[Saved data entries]
----------------------------------------

PR #1958, opened 2023-10-26
Potentially final wit changes for 2.0.0

rylev:
This is the last of the wit changes I believe we'll need for 2.0. These changes are largely cosmetic and meant just to tidy things up:

* The 2.0.0 package longer has a dependency on the previous (un-versioned) Spin wit package. 
  * This means moving the `llm`, `rdms-types`, and `redis-types` interfaces into the Spin 2.0 package instead 
  * These interfaces will go from looking unversioned to versioned (e.g., `spin:fermyon/llm` to `spin:fermyon/llm@2.0.0`).
* Move the mysql and postgres error types into the `rdms-types` package to share their definition
* Move everything in `redis-types` into `redis`.
* Remove the unused `redis-types#error` enum (the `redis` interface already has its own error and didn't use this other error type).
* Remove the `redis-trigger` world

# Open questions

## Should we remove the `redis-trigger` world?

I removed the `redis-trigger` world in anticipation of this moving to a plugin. In reality this doesn't really change anything. Users of the redis trigger will continue to be able to use Spin, but this sends a signal that we don't plan on supporting this natively and users can't use this wit package to build a redis trigger handler using wit based tooling (e.g., cargo component). 

This seems like the most conservative move since even if we decide that we actually do want to natively support Redis triggers, we can add this back with a minor version bump but removing this support would require a major version bump. 

## What should the package version be?

We've versioned this new Spin package as 2.0 to match the new version of the Spin runtime, but the wit world and Spin runtime are not necessarily linked. There will almost certainly be a future where a new minor version of the Spin runtime is released with no changes to the wit which will mean these versions come unlocked. I could also imagine a future where major changes are made to the wit world leading to a new major version release of the wit but the Spin runtime does not have a major version bump. 

With this in mind, do we want to already start versioning things differently and call this new package `fermyon:spin@1.0.0`?

For users of the SDK this will have 0 impact (versioning is already done separately through the SDK packages). However, this is visible to those interacting directly with Spin through component model tooling.


tschneidereit:
This all makes sense to me, thank you! ❤️ 

> Should we remove the `redis-trigger` world?

I think that might make sense, in light of your argument that it's easier to reintroduce than to remove later.

> What should the package version be?

I agree with your current decision to start with 2.0, given that while these are the same APIs as in the past, they're not strictly semver compatible because they actually have a version number.

In general one thing we could consider is always giving Spin APIs the version of the first Spin release supporting them. That way, the version numbers would readily tell developers the MSSV (Minimum Supported Spin Version) of the API.

wit/preview2/world.wit
```diff
@@ -1,25 +1,21 @@
...
-world redis-trigger {
-  include platform
-  export fermyon:spin/inbound-redis
-}
-
+// The full world of a guest targeting an http-trigger
 world http-trigger {
   include platform
-  export fermyon:spin/inbound-http
+  export wasi:http/outgoing-handler@0.2.0-rc-2023-10-18
```
michelleN, line 12: how come we are exporting outgoing-handler and not incoming-handler here?

wit/preview2/deps/spin@unversioned/config.wit
lann, line 1: Is `deps/spin@versioned` going to make some WIT tooling sad at some point?

rylev: Up until now wit tooling hasn't cared about directory names. But I think we'll be able to change this in the future if we need to. `0.0.0` isn't correct though so I'd rather not do the change unless we have to.

wit/preview2/world.wit
rylev: Good catch!

wit/preview2/deps/spin@unversioned/config.wit
lann: `0.0.0` is a somewhat conventional stand-in for "unversioned", but yeah I suppose we don't have to change unless it becomes a problem

wit/preview2/world.wit
```diff
@@ -1,25 +1,21 @@
...
-}
-
+// The full world of a guest targeting an http-trigger
 world http-trigger {
   include platform
-  export fermyon:spin/inbound-http
+  export wasi:http/incoming-handler@0.2.0-rc-2023-10-18
 }
 
+// The imports needed for a guest to run on a Spin host
```
fibonacci1729, line 15:
```suggestion
/// The imports needed for a guest to run on a Spin host
```

wit/preview2/world.wit
```diff
@@ -1,25 +1,21 @@
...
   include fermyon:spin/host
   include platform
 }
 
-world redis-trigger {
-  include platform
-  export fermyon:spin/inbound-redis
-}
-
+// The full world of a guest targeting an http-trigger
```
fibonacci1729, line 9:
```suggestion
/// The full world of a guest targeting an http-trigger
```

wit/preview2/world.wit
```diff
@@ -1,25 +1,21 @@
 package fermyon:spin@2.0.0
 
+// All worlds the Spin host supports
```
fibonacci1729, line 3:
```suggestion
/// All worlds the Spin host supports
```

lann (approved):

----------------------------------------

YOUR GOAL →
Extract all of the data above without altering anything.

ANSWER TO THE PROBLEM →
PR #1958, opened 2023-10-26
Potentially final wit changes for 2.0.0

rylev:
This is the last of the wit changes I believe we'll need for 2.0. These changes are largely cosmetic and meant just to tidy things up:

* The 2.0.0 package longer has a dependency on the previous (un-versioned) Spin wit package. 
  * This means moving the `llm`, `rdms-types`, and `redis-types` interfaces into the Spin 2.0 package instead 
  * These interfaces will go from looking unversioned to versioned (e.g., `spin:fermyon/llm` to `spin:fermyon/llm@2.0.0`).
* Move the mysql and postgres error types into the `rdms-types` package to share their definition
* Move everything in `redis-types` into `redis`.
* Remove the unused `redis-types#error` enum (the `redis` interface already has its own error and didn't use this other error type).
* Remove the `redis-trigger` world

# Open questions

## Should we remove the `redis-trigger` world?

I removed the `redis-trigger` world in anticipation of this moving to a plugin. In reality this doesn't really change anything. Users of the redis trigger will continue to be able to use Spin, but this sends a signal that we don't plan on supporting this natively and users can't use this wit package to build a redis trigger handler using wit based tooling (e.g., cargo component). 

This seems like the most conservative move since even if we decide that we actually do want to natively support Redis triggers, we can add this back with a minor version bump but removing this support would require a major version bump. 

## What should the package version be?

We've versioned this new Spin package as 2.0 to match the new version of the Spin runtime, but the wit world and Spin runtime are not necessarily linked. There will almost certainly be a future where a new minor version of the Spin runtime is released with no changes to the wit which will mean these versions come unlocked. I could also imagine a future where major changes are made to the wit world leading to a new major version release of the wit but the Spin runtime does not have a major version bump. 

With this in mind, do we want to already start versioning things differently and call this new package `fermyon:spin@1.0.0`?

For users of the SDK this will have 0 impact (versioning is already done separately through the SDK packages). However, this is visible to those interacting directly with Spin through component model tooling.


tschneidereit:
This all makes sense to me, thank you! ❤️ 

> Should we remove the `redis-trigger` world?

I think that might make sense, in light of your argument that it's easier to reintroduce than to remove later.

> What should the package version be?

I agree with your current decision to start with 2.0, given that while these are the same APIs as in the past, they're not strictly semver compatible because they actually have a version number.

In general one thing we could consider is always giving Spin APIs the version of the first Spin release supporting them. That way, the version numbers would readily tell developers the MSSV (Minimum Supported Spin Version) of the API.

wit/preview2/world.wit
```diff
@@ -1,25 +1,21 @@
...
-world redis-trigger {
-  include platform
-  export fermyon:spin/inbound-redis
-}
-
+// The full world of a guest targeting an http-trigger
 world http-trigger {
   include platform
-  export fermyon:spin/inbound-http
+  export wasi:http/outgoing-handler@0.2.0-rc-2023-10-18
```
michelleN, line 12: how come we are exporting outgoing-handler and not incoming-handler here?

wit/preview2/deps/spin@unversioned/config.wit
lann, line 1: Is `deps/spin@versioned` going to make some WIT tooling sad at some point?

rylev: Up until now wit tooling hasn't cared about directory names. But I think we'll be able to change this in the future if we need to. `0.0.0` isn't correct though so I'd rather not do the change unless we have to.

wit/preview2/world.wit
rylev: Good catch!

wit/preview2/deps/spin@unversioned/config.wit
lann: `0.0.0` is a somewhat conventional stand-in for "unversioned", but yeah I suppose we don't have to change unless it becomes a problem

wit/preview2/world.wit
```diff
@@ -1,25 +1,21 @@
...
-}
-
+// The full world of a guest targeting an http-trigger
 world http-trigger {
   include platform
-  export fermyon:spin/inbound-http
+  export wasi:http/incoming-handler@0.2.0-rc-2023-10-18
 }
 
+// The imports needed for a guest to run on a Spin host
```
fibonacci1729, line 15:
```suggestion
/// The imports needed for a guest to run on a Spin host
```

wit/preview2/world.wit
```diff
@@ -1,25 +1,21 @@
...
   include fermyon:spin/host
   include platform
 }
 
-world redis-trigger {
-  include platform
-  export fermyon:spin/inbound-redis
-}
-
+// The full world of a guest targeting an http-trigger
```
fibonacci1729, line 9:
```suggestion
/// The full world of a guest targeting an http-trigger
```

wit/preview2/world.wit
```diff
@@ -1,25 +1,21 @@
 package fermyon:spin@2.0.0
 
+// All worlds the Spin host supports
```
fibonacci1729, line 3:
```suggestion
/// All worlds the Spin host supports
```

lann (approved):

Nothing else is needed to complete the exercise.